Introduction to Descriptive Statistics
Introduction to Descriptive Statistics
Descriptive
Descriptive statistics is a science that analyzes series of data.
(for example, age of a population, height of the students of a
school, temperature in the summer months, etc) and try to extract
conclusions about the behavior of these variables.
Variables can be of two types:
Qualitative variables or attributes: cannot be measured
numerically (for example: nationality, skin color, sex).
Quantitative variables: they have numerical value (age, price of a)
product, annual income.
The variables can also be classified into:
Unidimensional variables: they only collect information about one
characteristic (for example: age of the students in a class).
Variables bidimensional: they collect information about two
characteristics of the population (for example: age and height of the
students of a class.
Multidimensional variables: collect information about three or more
characteristics (for example: age, height, and weight of the students of a)
clase).
On their part, quantitative variables can be classified into
discrete and continuous:
Discrete: they can only take integer values (1, 2, 8, -4, etc.).
example: number of siblings (can be 1, 2, 3...., etc., but, for
example, it can never be 3.45).
Continuous: they can take any real value within an interval.

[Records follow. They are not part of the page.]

Issue #432, opened 2021-09-16
Update to Java 17


JohannesLichtenberger:
We should update the project to Java 17.

pavluchenko:
Hi, I would like to look on this. Can you please assign to me this issue?

JohannesLichtenberger:
@pavluchenko seems you won't have tine to work on the issue?

Rishavgupta12345:
i world like to work on this

JohannesLichtenberger:
Sure, give it a try :)

PR #439, opened 2021-10-24
Java17

artwo:
# Upgrade Java 17
This PR upgrades the version of Java from 16 to 17 and it is meant to solve the issue https://github.com/sirixdb/sirix/issues/432.

Changes:
- Set JDK 17
- Set Kotlin compile target to JVM 16 (JVM 17 support is still not available)
- Update Gradle for Java 17 compatibility
- Update GH Actions and Docker files
- Update testing dependencies for compatibility changes
- MMFileReader and MMFileWriter updated for changes in the JDK API
- Update Brackit library

### Note:
~~Project is building but tests are not working, this is due to incompatibility with the project https://github.com/sirixdb/brackit. The brackit lib was compiled with preview features that are unsupported in Java 17. Please create a new issue in the brackit project with #Hacktoberfest and I would be happy to work on it.~~
With the update of the Brackit lib the tests and the build are working correctly, but the new Brackit lib version has to be uploaded to the maven repository.


artwo:
So with the brackit updated and available, the build and the checks should work now. Could you please run them again @JohannesLichtenberger ?

mosheduminer:
I retriggered the workflow.

artwo:
Thanks @mosheduminer . I see that for some reason it is trying to use Java 16 in the build with the GH action, but that was updated to 17, so I don't understand why.

artwo:
Which file is it used for the build GH action? It seems to not be using .github/workflows/gradle.yml

mosheduminer:
> Which file is it used for the build GH action? It seems to not be using .github/workflows/gradle.yml

I'm wondering the same thing. I can't figure out where that action is coming from.

mosheduminer:
@artwo looks like the workflow file on master is more extensive than the version on your branch. Maybe try merging in the changes from master?

artwo:
@mosheduminer indeed I have just noticed some changes in the build job in master since I started this PR. Thanks!

artwo:
@mosheduminer the changes are there, could you please have a look again?

artwo:
It seems to be failing now due to a mis-configuration of the new sonar task:
```FAILURE: Build failed with an exception.
> Task :sonarqube FAILED

:sonarqube (Thread[Execution worker for ':',5,main]) completed. Took 12.352 secs.
* What went wrong:

Execution failed for task ':sonarqube'.
> You're not authorized to run analysis. No sonar.login or SONAR_TOKEN env variable was set
```

mosheduminer:
I think the token is set, but I believe that we are using the community edition of Sonar, and that it only allows for analysis of the main branch, therefore failing on your branch/fork/PR. I suggest we merge this and fix this in the future. What do you think @JohannesLichtenberger?

artwo:
There could be a dedicated GH action that runs Sonar on the main branch, then disable Sonar everywhere else. But this is just a suggestion for an improvement in another PR.

artwo:
Here is the improvement I mentioned before: https://github.com/sirixdb/sirix/pull/442

JohannesLichtenberger:
Thanks a lot, would be amazing of you contribute beyond the Hacktoberfest ;)

artwo:
It's a pleasure! Thank you for accepting. I will try to send more PRs if the time allows me to ;)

For example, the speed of a vehicle can be 80.3 km/h, 94.57
km/h...etc.
When studying the behavior of a variable, it is necessary to distinguish
the following concepts:
Individual: any element that carries information about it
phenomenon that is studied. Thus, if we study the height of children of
a class, each student is an individual; if we study the price of the
housing, each housing is an individual.
Population: a set of all individuals (people, objects,
animals, etc.) that carry information about the phenomenon that
study. For example, if we study the price of housing in a
city, the population will be the total number of housing units in that city.
Absolute Frequencies
x x x x x
X1 n1 n1 f1 = n1 / n f1
X2 n2 n1 + n2 f2 = n2 / n f1 + f2
n1 + n2 + .. + fn-1 = nn-1 /
Xn-1 nn-1 f1 + f2 + .. + fn-1
nn-1 n
Xn nn Sn fn = nn / n Sf
x x x x x x
x x x x x
If the values that the variable takes are very diverse and each one of them
it occurs very few times, so it is advisable to group them by intervals,
otherwise we would obtain a very frequency table
extensive that would contribute very little value for synthesis purposes (as it is
you will see in the next lesson.
Frequency distributions
grouped
Let's suppose we measure the height of the inhabitants of a household.

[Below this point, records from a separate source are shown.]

Issue #440, opened 2021-10-25
Fix Sonar issues


JohannesLichtenberger:
https://sonarcloud.io/summary/overall?id=sirixdb_sirix

gvdutra:
Hello @JohannesLichtenberger Can I work on this? I am available to fix a few sonar issues. thanks.

JohannesLichtenberger:
Of course :-)

slashgk:
Hi @JohannesLichtenberger Raised a PR: https://github.com/sirixdb/sirix/pull/545

slashgk:
Hi @JohannesLichtenberger 
Raised a PR: https://github.com/sirixdb/sirix/pull/667

persy97:
Hi @JohannesLichtenberger
Raised a PR: https://github.com/sirixdb/sirix/pull/669

JohannesLichtenberger:
@persy97 that's not enough for a meaningful contribution, sorry

persy97:
@JohannesLichtenberger Pushed some more sonar fixes in the same PR. Please take a look.

JohannesLichtenberger:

and we obtain the following results (cm):
Depending on the type of data being analyzed, it will be more appropriate to use the
arithmetic mean or geometric mean.
The geometric mean is commonly used in data series such as types of
annual interest, inflation, etc., where the value of each year has a
multiplicative effect compared to previous years. In any case, the
The arithmetic mean is the most commonly used measure of central tendency.
The most positive aspect of the average is that all are used in its calculation.
values of the series, so no information is lost.
However, it presents the problem that its value (both in the case of
the arithmetic mean (as geometric) can be greatly influenced by
extreme values, which deviate excessively from the rest of the series. These
anomalous values could greatly influence the value of the
media, losing this representativeness.
2.- Median: it is the value of the data series that is located exactly
in the center of the sample (50% of values are lower and another 50%
they are superior.
They do not present the problem of being influenced by extreme values.
but instead does not use all the information from the series in its calculation
data (does not weight each value by the number of times it has been
repeated).
3.- Mode: it is the value that occurs most frequently in the sample.
Example: we are going to use the frequency distribution table with the
data on the height of the students that we saw in lesson 2.
1.-Arithmetic mean:
Xm 1,253
Then:
Xm 1,253
In this example, the arithmetic mean and the geometric mean coincide,
but it doesn't always have to be this way.
3.- Median:
The median of this sample is 1.26 cm, as 50% is below it.
of the values and above the other 50%. This can be seen when analyzing the
column of accumulated relative frequencies.
In this example, since the value 1.26 is repeated 3 times, the mean
it would be located exactly between the first and second value of this
group, since the division between these two values is found within the
50% lower and 50% upper.
4.- Fashion:
There are 3 values that repeat 4 times: 1.21, 1.22, and 1.28.
Therefore, this account would have 3 modes.